(Reuters) – Memorabilia from boxing champion Muhammad Ali’s rise to sporting and cultural prominence, including a signed training robe and amateur boxing trophy, are expected to fetch tens of thousands of dollars in Los Angeles auction.
Julien’s Auctions said on Monday that it expects a signed white training robe, worn by Ali in November and December 1981 while he prepared for his final bout against Trevor Berbick, to sell for between $25,000 and $35,000 during a two-day auction starting May 31.
Ali, 71, shot to international recognition by winning the gold medal in the light heavyweight division at the Rome Olympics at age 18. He later won the world heavyweight championship in 1964 and became a socially conscious cultural icon by refusing to fight in the Vietnam War in the 1960s.
Also on offer from Ali’s early career is a “Most Outstanding Boxer” trophy from the 1960 American Athletic Union’s boxing championships, which is expected to sell for $20,000 to $30,000.
A signed commemorative torch from the 1960 Rome Summer Games is estimated to sell for between $25,000 and $35,000.
The loquacious boxer signed the torch’s light blue cannister as Cassius Clay, his birth name and Muhammad Ali, the name he adopted in 1964 after joining the Nation of Islam.
The items are from the collection of Harlan Werner, a longtime memorabilia dealer and former agent for the Ali family.

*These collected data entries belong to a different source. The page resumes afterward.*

PR #509, opened 2023-10-27
Feat: Create STN from a TTP

anissaab:


unified_planning/plans/ttp_to_stn.py
```diff
@@ -0,0 +1,270 @@
...
+from unified_planning.plans.sequential_plan import SequentialPlan
+from unified_planning.plans.partial_order_plan import PartialOrderPlan
+from unified_planning.plot.plan_plot import plot_partial_order_plan
+
+EPSILON = Fraction(1, 1000)
+MAX_TIME = Fraction(5000, 1)
+
+import operator
+
+ops = {"+": operator.add, "-": operator.sub}
```
Framba-Luca, line 19: Never used?

unified_planning/plans/ttp_to_stn.py
```diff
@@ -0,0 +1,270 @@
...
+                    ]
+                else:
+                    ai_next_time = [
+                        item[0]
+                        for item in self.events_sorted
+                        if item[1] == ai_next.action
+                    ][0]
+                    time_edge = ai_next_time - ai_current_time
+                    graph[ai_current][ai_next]["interval"] = [time_edge, time_edge]
+
```
Framba-Luca, line 202: It's not perfectly clear to me what is happening here. Maybe we can have a separate chat about this!

Framba-Luca (commented):
Very nice work. :smiley: 

It still needs some interface work before merging, but I discovered I will probably have to do it so I wrote mostly general tips.

unified_planning/plans/ttp_to_stn.py
```diff
@@ -0,0 +1,270 @@
...
+        """
+        Stn with Start and End nodes
+        Return the stn from the partial order plan.
+        """
+        graph = self.partial_order_plan._graph
+
+        for ai_current, l_next_ai in self.partial_order_plan.get_adjacency_list.items():
+            ai_current_time = [
+                item[0] for item in self.events_sorted if item[1] == ai_current.action
+            ][0]
```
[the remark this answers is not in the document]
anissaab: Because of adjacency list is a dict of ActionInstance and not a dict of Instantaneous action in the other way around I need to cross the adj list also.

nicola-gigante:
Hello! This would be very valuable for me in a project I'm starting. Will this work on `TimeTriggeredPlan`s obtained from a `HierarchicalProblem` with durative actions?

anissaab:
> Hello! This would be very valuable for me in a project I'm starting. Will this work on `TimeTriggeredPlan`s obtained from a `HierarchicalProblem` with durative actions?

Hi ! It shouldn't be a problem ! If you use a `TimeTriggeredPlan` and a problem with durative actions you should obtains a STN. The Problem is only used when converting the TTP to a `PartialOrderPlan`, with the already implemented function `_to_partial_order_plan`.

anissaab:
> Hi @anissaab, thanks for answering!
> 
> I'm not familiar with how you extract the STN, but I suppose you need to compare the plan with problems' the durative actions, right?
> 
> But, in a `HierarchicalProblem`, there are some constraints that are not represented in the actions but come from the task network.
> 
> Suppose that two durative actions `A1` and `A2` implement two subtasks `T1` and `T2`, and we have an ordering constraint `T1 < T2`. Then, `A1` will come before `A2` in the TTP. Now, even if the durative actions themselves do not have any conflicting conditions, the STN extracted from the TTP has to still guarantee that `A2` starts after the end of `A1`.
> 
> Is this something you can handle already? Or am I making things more complex than needed?

Indeed, for now the algorithm currently does not take into consideration task precedence. But it shouldn't be complicated to insert it for `HierarchicalProblem` !

mikand:
@nicola-gigante Handling HTN is a cool idea! I would keep the scope of this PR to "flat" problems, but it is surely an interesting extension! If you have some CPU to work on this, maybe you can start a new PR (I would suggest to start from the non-temporal case and work on the partial order plan construction). I am sure @arbimo will have nice suggestions! :smile:

nicola-gigante:
Hi @mikand!

Yes, I have some CPU do work on this :)

@arbimo is my intuition correct that to support a `HierarchicalProblem` we only need to refine the STN to account for task precedence constraints?

arbimo:
@nicola-gigante Yes that is correct. The only (minor) annoyance being that constraints are expressed between a mix of abstracts and primitive tasks, so there is some transitive reasoning to do.

The `TaskNetwork` class provides some method to extract the temporal constraints and is a good entry point. Note that a "temporal constraints" is just a boolean expression that refers to a timepoint. It might be nested into others expression. The total-order and partial-order cases (and corresponding problem kinds) are the cases you probably want to focus first on.  It should be easy to add a TASK_ORDER_STN kind that would require temporal constraints to form an STN (in the most expressive model they could for instance form a DTP).

PR #523, opened 2023-11-17
fix(htn): Remove `ACTION_BASED` class from HTN planning problem kind.

arbimo:
While it historically made sense to have it there, it prevented pure HTN planners from declaring
that they do not support non-hierarchical planning.

Note that this is purely backward compatible (surprisingly).


alvalentini (approved):
LGTM

PR #528, opened 2023-11-24
Add agriculture use-case to documentation

sebastianstock:
This adds the description for the agricultural use-case as a showcase to the documentation.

Other Ali items up for auction are autographed boxing trunks, globes and photos of the boxer with other American sports heroes, including long-time boxing rival Joe Frazier, baseball Hall of Famer Joe DiMaggio and basketball star Magic Johnson.
Other notable items in the auction include a baseball signed by Hall of Fame players Babe Ruth and Lou Gehrig ($8,000-$10,000), and a signed match-used cricket bat of Indian Sachin Tendulkar ($8,000-$10,000).